Alla domanda se il progetto di ‘Netflix latino’ con Telecom Italia, Mediaset e Canal+, non fosse tramontato, de Puyfontaine ha detto: “Il progetto italiano è importante. Consiste nel costruire una base solida che permetta di investire in contenuti di origine latina con un forte potenziale internazionale. Telecom Italia, primo operatore del Paese, è un attore importante della convergenza tra contenuti e operatori di tlc”. “Non perdiamo tempo!”, ha assicurato il manager, sottolineando come grazie alla telco sia possibile raggiungere “decine di milioni di abitanti in Italia e in Brasile” e ricordando anche il progetto di joint-venture “tra Canal+ e Telecom Italia nel settore dei contenuti”.
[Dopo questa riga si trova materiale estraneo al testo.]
Issue #901, opened 2019-04-23
Report router information


tadaskay:
For now, it will be logged in stdout.
Later we can consider reporting it in metrics.

PR #904, opened 2019-04-23
Report UPnP network gateways to stdout

tadaskay:
Fixes: #901

### DIFF
--- a/cmd/di.go
+++ b/cmd/di.go
@@ -53,6 +53,7 @@ import (
 	"github.com/mysteriumnetwork/node/nat/mapping"
 	"github.com/mysteriumnetwork/node/nat/traversal"
 	"github.com/mysteriumnetwork/node/nat/traversal/config"
+	"github.com/mysteriumnetwork/node/nat/upnp"
 	"github.com/mysteriumnetwork/node/services"
 	service_noop "github.com/mysteriumnetwork/node/services/noop"
 	"github.com/mysteriumnetwork/node/services/openvpn"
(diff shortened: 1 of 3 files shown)


nat/upnp/discover.go
```diff
@@ -0,0 +1,108 @@
...
+	defer client.Close()
+	responses, err := ssdp.SSDPRawSearch(client, ssdp.UPNPRootDevice, 2, 3)
+	if err != nil {
+		return nil, err
+	}
+
+	var results []gatewayDevice
+
+	for _, response := range responses {
+		device := gatewayDevice{}
```
vkuznecovas: I'd extract the innards to something like this:
```golang
func SSDPResponseToDevice(response whateverTypeItActuallyIs) (device, error) {
                device := gatewayDevice{
                     server: response.Header.Get("server"),
                }

		loc, err := response.Location()
		if err != nil {
			return err
		}

		device.root, err = goupnp.DeviceByURL(loc)
		return device, err
}
```

then, the loop just becomes: 
```golang
for _, response := range responses {
       device, err := SSDPResponseToDevice(response)
       if err != nil {
           log ....
           continue
       }
        if !isGateway(device.root) {
			log.Debugf("%s not a gateway device: %v", logPrefix, device)
			continue
	}
	results = append(results, device)
}
```

cmd/di.go
```diff
@@ -182,6 +183,8 @@ func (di *Dependencies) Bootstrap(nodeOptions node.Options) error {
 
 	di.PortPool = port.NewPool()
 
+	go upnp.ReportNetworkGateways()
```
vkuznecovas: Do we want to collect data from everyone  even though they are only consumers? Or is this only really useful when dealing with providers? Just asking if we should really call it here or not.

tadaskay: Thanks for pointing that out. I think it's fine to collect from consumers as well. Less logic branching, and anonymous data, so I don't see an issue here.

nat/upnp/discover.go
tadaskay: Good suggestion, thanks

Arnaud de Puyfontaine (foto Olycom)

“Abbiamo detto sin dall’inizio che avremmo esaminato tutte le possibilità di convergenza. Ci sono trattative con Mediaset”, ha detto ancora. “Spero che le circostanze ci permetteranno di costruire questo progetto industriale rapidamente”.

“Quando abbiamo cominciato questa avventura con il gruppo Bolloré (…) nessuno percepiva l’interesse del progetto industriale. In quattro anni abbiamo fatto tantissima strada. Abbiamo oggi un progetto, un azionista industriale di lungo termine e una struttura di bilancio solida che ci consentono di avere i mezzi delle nostre ambizioni”. “Vivendi ha la capacità di costruire un gioiello francese di forte radicamento europeo con ambizioni globali”, ha concluso de Puyfontaine.